Ann McElvein

and 6 more

Permafrost regions store an estimated half of the global belowground organic carbon pool and twice the global atmospheric carbon level. A warming climate results in increased carbon gas emission, therefore knowing more about the amount and composition of organic carbon stored in permafrost regions is crucial for understanding feedbacks on global climate change. Using the Yukon-Kukskowim (YK) Delta, Alaska as a study site, we quantified belowground carbon pools and their potential vulnerability to release into the atmosphere as greenhouse gasses.
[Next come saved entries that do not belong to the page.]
PR #288, opened 2025-11-10
feat: config methods for fuel for each instruction

cemonem:
This commit adds `Config::*_flat_cost()` methods in which the user can supply the fuel to be deducted when a particular instruction is fetched. In order to make sure simple implementations that match the instructions into constants are folded into a constant themselves in the interpreter loop the method is called in each match arm in the interpreter fetch loop instead of once at the beginning.

### Checks

- Using Nix
  - [x] Ran `nix fmt`
- Using Rust tooling
  - [x] Ran `cargo fmt`
  - [x] Ran `cargo test`
  - [x] Ran `cargo check`
  - [x] Ran `cargo build`
  - [x] Ran `cargo doc`

### DIFF
--- a/src/execution/config.rs
+++ b/src/execution/config.rs
@@ -49,6 +49,47 @@ pub trait Config {
     fn get_fd_extension_flat_cost(_instr: u32) -> u32 {
         1
     }
+
+    /// Amount of fuel to be deducted per element of a single byte instruction `instr` that executes in asymptotically
+    /// linear time with respect to one of the values it pops from the stack.
+    ///
+    /// In Wasm 2.0 specification, this applies to the following instructions:
+    /// - `MEMORY.GROW` of type `[n: i32] -> [i32]`
+    ///
+    /// The cost of the instruction is calculated as `cost := get_flat_cost(instr) + n*get_cost_per_element(instr)`.
+    /// where `n` is the stack value marked in the instruction type signature above. Other instructions and bytes that
+    /// do not correspond to any instruction are ignored.
+    // It must always be checked that the calls to this method fold into a constant if it is just a match statement that
+    // yields constants.
+    #[inline(always)]
+    fn get_cost_per_element(_instr: u8) -> u32 {
+        0
+    }
+
+    /// Amount of fuel to be deducted per element of a  multi-byte instruction that starts with the byte 0xFC,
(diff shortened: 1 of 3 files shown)


src/execution/config.rs
```diff
@@ -18,6 +18,40 @@ pub trait Config {
...
+
+    /// Amount of fuel to be deducted when a single byte `instr` is hit. The cost corresponding to `UNREACHABLE`
+    /// instruction and other bytes that do not correspond to any Wasm instruction are ignored.
+    // It must always be checked that the calls to this method fold into a constant if its just a match statement that
+    // yields constants.
+    #[allow(unused_variables)]
+    #[inline(always)]
+    fn get_flat_cost(instr: u8) -> u32 {
+        1
+    }
```
florianhartung:
```suggestion
    #[inline(always)]
    fn get_flat_cost(_instr: u8) -> u32 {
        1
    }
```

src/execution/interpreter_loop.rs
```diff
@@ -99,9 +104,11 @@ pub(super) fn run<T: Config>(
 
         match first_instr_byte {
             NOP => {
+                decrement_fuel!(T::get_flat_cost(NOP), 1);
                 trace!("Instruction: NOP");
             }
             END => {
+                decrement_fuel!(T::get_flat_cost(END), 1);
```
florianhartung: Should a function's `END` really consume fuel? Technically it is not an instruction..

src/execution/interpreter_loop.rs
```diff
@@ -2654,6 +2862,7 @@ pub(super) fn run<T: Config>(
                 use crate::core::reader::types::opcode::fd_extensions::*;
                 match second_instr {
                     V128_LOAD => {
+                        decrement_fuel!(T::get_fd_extension_flat_cost(V128_LOAD), 5);
```
florianhartung: I don't think rewind=5 is correct because multi-byte instructions are encoded as a u8 + variable-length u32.

src/execution/interpreter_loop.rs
cemonem: Yes, i should remove this for now. This instruction is also skipped depending on whether a branch is taken or not.

Issue #293, opened 2025-11-14
return the remaining amount of fuel even if execution succeeds


cemonem:
Currently the remaining amount of fuel is only accessible if execution terminates due to insufficient fuel. However the remaining amount of fuel is valuable information even if the execution terminates.

florianhartung:
But how can we make it so that this also works for the execution of the start function?

cemonem:
> I think we can just make `RunState` include this information:
> 
> pub enum RunState {
>     Finished {
>         values: Vec<Value>,
>         maybe_remaining_fuel: Option<u32>,
>     },
>     Resumable {
>         resumable_ref: ResumableRef,
>         required_fuel: NonZeroU32,
>     },
> }

Yeah I was thinking of something like this. For the start function, I think we can return a `FueledInstantiation{module_addr: ModuleAddr, remaining_fuel: Option<u32>}` instead of `ModuleAddr` in module_instantiate and call it a day.

PR #294, opened 2025-11-14
feat: return remaining fuel in finished resumable

cemonem:
The user might want to query how much fuel remained, even if the resumable terminated completely.

Related to #293 

### Checks

- Using Nix
  - [x] Ran `nix fmt`
- Using Rust tooling
  - [x] Ran `cargo fmt`
  - [x] Ran `cargo test`
  - [x] Ran `cargo check`
  - [x] Ran `cargo build`
  - [x] Ran `cargo doc`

We identified relevant landcover classes (burned and unburned upland peat plateaus, wetlands, ponds/lakes) in the YK Delta, from which we quantified total belowground carbon pools (30cm) and assessed the composition of the organic matter using Fourier-transform infrared spectroscopy. To characterize the size and distribution of soil carbon pools in the YK Delta, we built a Random Forest Machine Learning model that mapped the spatial distribution of soil carbon to a depth of 30 cm over a 1910 km2 watershed. The map product was produced in Google Earth Engine and used covariates that include, but are not limited to, Worldview2 high-resolution optical imagery (2m), ArcticDEM (5m), and Sentinel-2 level 1C multispectral imagery (10 m), including NDVI. We found substantial variation across landcover classes in soil characteristics that affect organic matter vulnerability, including gravimetric water content, thaw depth, bulk density, and percent carbon. Compared to upland areas, thaw depths were significantly deeper in wetlands and lakes, where we detected no surface permafrost (to 1m). Soil carbon content (%) was greatest in moss-dominated wetlands; however, these areas also had the lowest bulk density. Carbon pools and organic matter characteristics also varied between burned and unburned areas. Therefore, we expect that carbon vulnerability varies by landcover class and that future carbon emissions are driven by total carbon pools, thaw depths, and composition of the carbon stored in organic matter pools. These carbon pool and vulnerability maps will contribute to better understanding the impacts of subarctic warming and are critical for developing a more accurate assessment of carbon cycling feedbacks from permafrost regions on global climate change.

Samuel Hayes

and 6 more

Retrogressive Thaw Slumps (RTSs), a highly dynamic form of mass wasting, are accelerating geomorphic change across ice-cored permafrost terrain, yet the main controls on their activity are poorly constrained. Questions over the spatial variability of environmentally sensitive buried massive ice (MI) bodies and a paucity of high-spatial and temporal resolution topographic data have limited our ability to project their development and wider impacts. This research addresses these key problems by investigating RTS processes on Peninsula Point — the type site for intra-sedimental MI in the Western Canadian Arctic. Utilizing high-resolution topographic data from drone surveys in 2016, 2017 and 2018 we (1) measure the temporal and spatial variations in headwall properties and retreat rates, (2) determine the spatial pattern of subsurface layering using passive seismic monitoring and (3) combine these to analyse and contextualise the factors controlling headwall retreat rates. We find that headwall properties, namely MI thickness and overburden thickness, are significant controls over rates of headwall retreat. Where persistent ice exposures are present and overburden thickness remains < 4 m, headwall retreat is typically more than double that of other headwalls. Furthermore, a 3D site model was created by combining photogrammetric and passive seismic data, highlighting the variability in internal layering, demonstrating the limitations of extrapolations based on headwall exposures, and improving predictions of headwall retreat rates compared to long term averages and extrapolations from the previous year. These results provide fresh insights into the controls on headwall retreat rates and new approaches to improve their predictability.